Dispositivi e impatto operativo
I modelli più esposti risultano essere Cisco Catalyst 9400, 9300 e 3750G, sistemi di rete ancora largamente impiegati in infrastrutture governative, industriali e accademiche. L’impatto potenziale include accesso persistente agli switch, esfiltrazione di traffico interno, manipolazione delle tabelle di routing e movimento laterale verso segmenti sensibili. Poiché molti dispositivi di queste serie non supportano pienamente le funzioni di mitigazione moderne, come ASLR o monitoraggio EDR integrato, la compromissione può rimanere invisibile per settimane. Trend Micro avverte che la compromissione di uno switch centrale può compromettere l’intera catena di fiducia della rete, rendendo inefficaci anche i sistemi di difesa periferici. L’impatto economico include downtime prolungati, interruzioni di servizio e perdita di integrità dei dati in ambienti enterprise e industriali.

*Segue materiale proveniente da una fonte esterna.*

PR #2426, opened 2026-08-05
fix: Treat an unreachable ingredient manifest as absent when building a claim

scouten-adobe:

`Ingredient::add_to_claim` loads the bytes behind an ingredient's `manifest_data` reference with `?`, so a reference whose bytes cannot be resolved fails claim generation — `Builder::to_archive` (and signing) returns `Error::ResourceNotFound`. This happens for a legitimately unreachable manifest, e.g.:

- a cloud/remote manifest that was never fetched (offline), or
- an ingredient that was serialized to JSON — which `#[serde(skip)]`s its resource store — and later reloaded, leaving `manifest_data_ref()` set but the bytes gone.

`Ingredient::manifest_data()` already treats this case gracefully (returns `None`). This makes `add_to_claim` consistent: if the referenced bytes cannot be loaded, it logs at `debug` and treats the ingredient as having no manifest (the existing `None` arm) instead of erroring.

### Checklist

- [x] Added a test (`builder::tests::test_to_archive_tolerates_unreachable_ingredient_manifest`) reproducing the dangling-reference scenario.
- [x] `cargo +nightly fmt --all -- --check` clean; clippy clean on the changed crate.
- [x] `ingredient::` (18) and `builder::tests` (92) suites pass — no regressions from the behavior change.

### DIFF
--- a/sdk/src/builder.rs
+++ b/sdk/src/builder.rs
@@ -9392,17 +9392,11 @@ mod tests {
         assert!(reader_json.contains("thumbnail.ingredient"));
     }
 
-    // An ingredient that references a manifest whose bytes are unavailable (e.g. a cloud-only
-    // manifest that was never fetched, or an ingredient reloaded without its resource store) must
-    // be treated as if it had no manifest, rather than failing archiving/signing with a
-    // "resource not found" error. `manifest_data_ref()` returns the dangling reference while
-    // `manifest_data()` already returns `None`.
-    #[test]
-    fn test_to_archive_tolerates_unreachable_ingredient_manifest() {
-        let mut builder = Builder::default()
-            .with_definition(simple_manifest_json())
-            .unwrap();
-
+    // Build an ingredient whose `manifest_data` reference points at bytes that are not present in
+    // any resource store: the dangling-reference scenario (a cloud-only manifest that was never
+    // fetched, or an ingredient reloaded without its resource store). `manifest_data_ref()` returns
+    // the dangling reference while `manifest_data()` already returns `None`.
+    fn unreachable_manifest_ingredient() -> Ingredient {
         let mut ingredient = Ingredient::new_v2("cloud-parent", "image/jpeg");
         ingredient.set_relationship(Relationship::ParentOf);
         ingredient.set_active_manifest("urn:c2pa:cloud-manifest");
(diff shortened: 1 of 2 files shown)


sdk/src/ingredient.rs
```diff
@@ -1155,12 +1155,24 @@ impl Ingredient {
...
-        let (active_manifest, claim_signature) = match self.manifest_data_ref() {
-            Some(resource_ref) => {
-                // get the c2pa manifest bytes
-                let manifest_data = get_resource(&resource_ref.identifier)?;
-
+        // this is how any existing claims are added to the new store.
+        //
+        // A `manifest_data` reference whose bytes cannot be resolved (e.g. a cloud/remote manifest
+        // that was never fetched, or an ingredient reloaded without its resource store) is treated
+        // as if the ingredient had no manifest, mirroring `Ingredient::manifest_data`, rather than
```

Raccomandazioni di mitigazione
Cisco e Trend Micro raccomandano un intervento immediato per ridurre i rischi derivanti dalla vulnerabilità CVE-2025-20352. Le azioni prioritarie includono:
- Applicare le patch firmware ufficiali rilasciate da Cisco per IOS XE;
- Disabilitare SNMP se non strettamente necessario, o limitarlo tramite ACL dedicate;
- Monitorare il traffico SNMP e UDP per individuare anomalie indicative di exploit o listener occulti;
- Analizzare i log di sistema per reset di timestamp o configurazioni mancanti;
- Isolare i dispositivi legacy e pianificare la loro sostituzione con modelli più recenti;
- Verificare la presenza di account nascosti, script EEM non documentati e ACL invisibili nella running configuration;
- Implementare segmentazione di rete e firewall avanzati per prevenire spoofing IP e ARP;
- Contattare il Cisco TAC per supporto forense e validazione dei log di compromissione.
Trend Micro suggerisce inoltre di adottare sistemi di monitoraggio comportamentale in grado di rilevare variazioni improvvise nel traffico e di formare il personale per riconoscere tentativi di social engineering, potenziale vettore iniziale di exploit secondari. Operation Zero Disco rappresenta una nuova frontiera nelle minacce contro l’infrastruttura di rete, dove attori avanzati utilizzano protocolli di gestione come SNMP per infiltrarsi in modo silente e mantenere controllo prolungato. L’episodio evidenzia l’urgenza di aggiornare i dispositivi legacy e di trattare i sistemi di rete come asset critici di sicurezza, non più come semplici componenti di connettività.